Perkara stereotip tidak berhenti disitu, beralih pada sudut pandang

lain yang rekan penulis telah rumuskan pada analisisnya yang tertuang

didalam mind map kelompok mencoba untuk memberikan solusinya

terkait masalah yang ditimbulkan oleh stereotip ini. Modelling adalah

dengan cara memberikan contoh yang baik kepada masyarakat luas,

contoh realistisnya adalah dengan melihat kepala daerah yang

belakangan banyak dari kalangan perempuan, semua mata coba

diarahkan kepada hal tersebut untuk memberikan contoh dan wawasan

kepada semua bahwa kedudukan wanita dan pria tidak selalu

menomorduakan sosok wanita atau biasa disebut dengan Sub Ordinasi.
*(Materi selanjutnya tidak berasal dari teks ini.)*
PR #12962, opened 2025-09-18
Centre the main window (Windows)

logiclrd:
When the Windows app is starting, it places the window with a specific location and size. That location is currently hardcoded to be the pixel offset (10, 10). Most parts of the system, including all subsidiary windows, automatically centre themselves. This PR updates the top-level window to be centered as well.

This PR is built on top of #12933. If that PR gets merged first, I will rebase this one as needed. If this PR gets merged instead of that PR, the changes from that PR will be included via this PR. As of creation, the diff on this PR shows the combined effect of both PRs, but this PR properly only includes this commit:

https://github.com/rustdesk/rustdesk/commit/04cc078afe64387a94253a213332f57e56e5bf7d

### DIFF
--- a/flutter/windows/runner/main.cpp
+++ b/flutter/windows/runner/main.cpp
@@ -135,13 +135,11 @@ int APIENTRY wWinMain(_In_ HINSTANCE instance, _In_opt_ HINSTANCE prev,
   Win32Desktop::GetWorkArea(workarea_origin, workarea_size);
 
   // Compute window bounds for default main window position: (10, 10) x(800, 600)
-  Win32Window::Point relative_origin(10, 10);
-
-  Win32Window::Point origin(workarea_origin.x + relative_origin.x, workarea_origin.y + relative_origin.y);
+  Win32Window::Point origin = workarea_origin;
   Win32Window::Size size(800u, 600u);
 
   // Fit the window to the monitor's work area.
-  Win32Desktop::FitToWorkArea(origin, size);
+  Win32Desktop::CentreInWorkArea(origin, size);
 
   std::wstring window_title;
   if (is_cm_page) {
--- a/flutter/windows/runner/win32_desktop.cpp
+++ b/flutter/windows/runner/win32_desktop.cpp
@@ -21,10 +21,7 @@ namespace Win32Desktop
       hMonitor = MonitorFromWindow(NULL, MONITOR_DEFAULTTOPRIMARY);
 
     RECT workAreaRect;
-    workAreaRect.left = 0;
-    workAreaRect.top = 0;
-    workAreaRect.right = 1280;
-    workAreaRect.bottom = 1024 - 40; // default Windows 10 task bar height
+    bool haveWorkAreaRect = false;
 
     if (hMonitor != NULL)
     {
@@ -35,7 +32,18 @@ namespace Win32Desktop
       if (GetMonitorInfoW(hMonitor, &monitorInfo))
       {
         workAreaRect = monitorInfo.rcWork;
+        haveWorkAreaRect = true;
       }
+    }
+
+    if (!haveWorkAreaRect)
+    {
+      // I don't think this is possible, but just in case, some
+      // reasonably sane fallbacks.
+      workAreaRect.left = 0;
+      workAreaRect.top = 0;
+      workAreaRect.right = 1280;
+      workAreaRect.bottom = 1024 - 40; // default Windows 10 task bar height
     }
 
     origin.x = workAreaRect.left;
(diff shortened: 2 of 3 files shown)


fufesou:
I think https://github.com/rustdesk/rustdesk/pull/12933 is necessary, as it does correct the previously incorrect calculation.

But why isn't Dart used in this PR? This is a cross-platform issue, so wouldn't Dart be more appropriate for this modification?
We also use `WindowManager.center()` for the other windows, "Remote windows", "Filter transfer window" and "Installation window"...
It's probably better to modify it within the window manager.

In fact, if it's centered, then an `800 x 600` window should display good on a typical monitor, although the taskbar offset is not excluded.

logiclrd:
Rebased. There is now a utility function that encapsulates the logic for centering a window on the monitor that contains it/is nearest.

logiclrd:
I'm not super familiar with Dart. I did make an upstream ~PR to correct~ issue to highlight the bug in `window_manager`'s `center` function:

https://github.com/leanflutter/window_manager/issues/564

I don't know if it's going to get any traction, because the codebase at this point seems pretty dormant. The last commit merged into the main line was over 2 months ago. Most issues never get commented on at all, it seems. I do see one of your PRs merged last year, though. :-) Crossing fingers.

Can everything that's done here be done through the Flutter abstractions??

logiclrd:
Okay, with further testing I've ascertained that there's a case of mistaken identity here.

The existing code is *not* using `window_manager`'s `center`. It is using `desktop_multi_window`'s `center`. I have managed an isolated test case of `windowManager.center` and observed it working perfectly -- even in the out-of-date local copy that the RustDesk codebase is using.

Also, confounding my testing was that, at first, I didn't realize that the window wasn't being centered at all because it now had previous saved bounds.

In any case, the code in the `desktop_multi_window` plugin *is* using the wrong rectangle to centre:

https://github.com/MixinNetwork/flutter-plugins/blob/985d81661d00715a37ba1767ab2d22ff64641d43/packages/desktop_multi_window/windows/base_flutter_window.cc#L26

(should be `rcWork`)

*This* is what I observed, once, up at the start of testing, on the initial run where there were no pre-existing saved bounds. :-)

So, I'll make a PR for *that* change upstream.

Meanwhile, I am looking into the structure of the Dart code that sits on top of the platform-specific code. At first glance, it actually looks like it already tries to center, and actually also already tries to load/save the window position. But, every time I restart RustDesk, the window goes straight to (10, 10). Hmm. Either I'm looking at the wrong place, or something isn't working properly.

fufesou:
> Meanwhile, I am looking into the structure of the Dart code that sits on top of the platform-specific code. At first glance, it actually looks like it already tries to center, and actually also already tries to load/save the window position. But, every time I restart RustDesk, the window goes straight to (10, 10). Hmm. Either I'm looking at the wrong place, or something isn't working properly.

The window will always be at `(10,10)` if you have never moved it.

logiclrd:
> The window will always be at `(10,10)` if you have never moved it.

It doesn't matter what I do to it or where I leave it. It always goes back to (10, 10) on the next launch.

fufesou:
> It doesn't matter what I do to it or where I leave it. It always goes back to (10, 10) on the next launch.

It's a strange issue. Position saving and restoring has been working well for a long time.

Could you please open a command line, and run `rustdesk.exe | more` ?

You can see some outputs like `flutter: Saving frame ...` after moving the window.

You should also see `flutter: restore lpos ...` on the next run.

Please also paste the outputs here.

logiclrd:
Well that's extremely weird. I located my installation and ran `rustdesk` from the command-line, piping the output into `more` as you suggested, and on the first run, I observed this:

```
flutter: no window position saved, ignoring position restoration
```

Then I moved the window a few times, and observed lines like this:

```
flutter: Saving frame: null: 1199.0/900.0, offset:97.0/69.0, isMaximized:false, isFullscreen:false
flutter: Saving frame: null: 1199.0/900.0, offset:583.0/60.0, isMaximized:false, isFullscreen:false
flutter: Saving frame: null: 1199.0/900.0, offset:816.0/1024.0, isMaximized:false, isFullscreen:false
flutter: Saving frame: null: 1199.0/900.0, offset:307.0/348.0, isMaximized:false, isFullscreen:false
```

Then I closed it and restarted it, and saw:

```
flutter: restore lpos: 1199.0/900.0, offset:307.0/348.0, isMaximized: false, isFullscreen: false
```

And now, the window position is saving and reloading -- even if I re-open it through the shortcut from the installation. Heckin'?? Running it this way fixed something, seemingly permanently.

logiclrd:
I have rebased this branch, which was previously based on #12933 and thus duplicated its changes, onto `master`, into which those base changes are now merged, leaving only the window-centering commit. 🙂

logiclrd:
I have also removed the comment about saving/restoring the position, since the Dart code does that and my comment was the result of not knowing that because for some reason it wasn't working so I didn't know that functionality existed.

logiclrd:
I'm on another machine now. I just ran RustDesk, it placed itself at (10, 10). I dragged the window, exited, re-opened it, back to (10, 10). Did it once more, back to (10, 10). So I opened up OBS Studio, started recording my desktop, moved RustDesk, exited and reopened, and now it's saving the position here too.

I should have saved the `RustDesk_local.toml` file before I started, that was an oversight on my part. This is a frustrating issue 🙂

logiclrd:
Huh. I'm not entirely certain, but I did some more testing and it looks like it might be down to a delay between the window being moved and the new position being saved. I just ran a test where I ran RustDesk, moved the window, and then immediately closed the window with Alt-F4 to minimize the delay. Back to (10, 10). Did it again. Back to (10, 10). Then I ran it, moved the window, waited 3 seconds, and closed it. Now that position is remembered.

logiclrd:
Sigh 🙂 

https://github.com/rustdesk/rustdesk/blob/b11a8dfe54d5de72113da30ce27f381a69f4ebbb/flutter/lib/desktop/widgets/tabbar_widget.dart#L295

Literally, every time I moved the window out from under the taskbar to get access to the titlebar, it was in order to close the window and I closed it before one second elapsed and the debouncer callback hadn't yet triggered. That seems to explain everything I've observed.

Maybe it would make sense to include a `_saveFrame` call at the time the main window is closed as well. Could either just be a redundant save in most cases, or could track whether it's dirty or not to avoid a superfluous save, either way.

logiclrd:
> Maybe it would make sense to include a `_saveFrame` call at the time the main window is closed as well. Could either just be a redundant save in most cases, or could track whether it's dirty or not to avoid a superfluous save, either way.

#12974

logiclrd:
> #12974 

#12987 instead.

rustdesk:
https://github.com/rustdesk/rustdesk/pull/13003

PR #12979, opened 2025-09-20
Fix super call in onWindowResized handler

logiclrd:
Highlighted by Copilot in automated review on an unrelated PR, this override looks wrong in that it calls a different method in the superclass. Maybe this is intentional, in which case this PR can be summarily closed. :-) (Though if it is intentional, it should probably be explained with a comment.)


fufesou:
This was written by mistake, not intentional.

This PR is good.

PR #12989, opened 2025-09-22
add ab.py, audits.py

21pages:
Script for the address book and audit APIs
* address book: view/add/update/delete for ab/peer/tag/rule
* audits: view conn/file/alarm/console audits

# Preview

### ab
ab

### tag
tag

### peer
peer

### rule
rule

## audits

audit1

audit2

audit3

### DIFF
--- a/res/ab.py
+++ b/res/ab.py
@@ -1,0 +1,771 @@
+#!/usr/bin/env python3
+
+import requests
+import argparse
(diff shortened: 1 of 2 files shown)


cbka:
will the endpoint also provide a list of all shared ABs with their GUIDs ?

Selanjutnya adalah pemahaman, stereotip yang selama ini telah menjadi

maklum dibenak masyarakat umum dapat diluruskan kembali menjadi

stereotip yang adil antara wanita dan pria. Pemberian pemahaman ini bisa

dimulai dari pendidikan kelembagaan seperti sekolah dasar karena dalam


teori perkembangan anak pada usia ini sudah bisa mencerna hal-hal yang

bersifat umum.
Yang terakhir dari sumber masalah pelecehan seksual di trasportasi

adalah agresi yang menjurus pada arah seksual. Masalah ini adalah

kelanjutan dari masalah stereotip salah yang berkembang luas di

masyarakat. Wanita yang digambarkan berkarakteristik vulgar dan lemah

menjadi keyakinan tersendiri bagi sebagian kaum pria sehingga

menimbulkan kejadian amoral seperti yang terjadi pada kasus di

Sumatera Selatan tersebut. Solusi untuk kejadian ini dari pengamatan dan

analisis lanjutan penulis adalah dengan dua cara, pertama adalah dengan

standarisasi pendidikan yang mencoba meberikan pendidikan seks sejak

usia dini, pencanangan rencana ini sebenarnya sudah lama menjadi isu

hangat dalam beberapa tahun ini, namun selanjutnya tidak ada tindak

lanjut yang serius padahal untuk mengurangi masalah yang besar adalah

dengan memperbaiki hal-hal kecil yang terkait dengan masalah tersebut

lebih dahulu. Sektor pendidikan tidak berhenti disitu, pendidikan berbasis

agama juga sangat urgen kaitannya untuk membentuk pribadi yang baik

karena semua agama maupun kepercayaan yang manusia anut bahkan

tidak mengajarkan melakukan tindakan amoral seperti melecehkan lawan

jenisnya.
Faktor keamanan adalah bentuk yang paling inti, konstitusi dan

perundang-undangan yang tegas akan membuat individu yang

berkeinginan untuk bertindak jahat akan segan dan memilih

mengurungkan niatnya. Petugas keamanan dan pihak berwajib seperti

tentara dan polisi beserta bagian-bagiannya yang lebih spesifik juga harus

memiliki standar khusus untuk satuannya agar menjadi petugas


keamanan yang benar-benar melindungi masyarakat luas bukan malah

memberikan teladan yang buruk bagi siapa yang harusnya dia lindungi.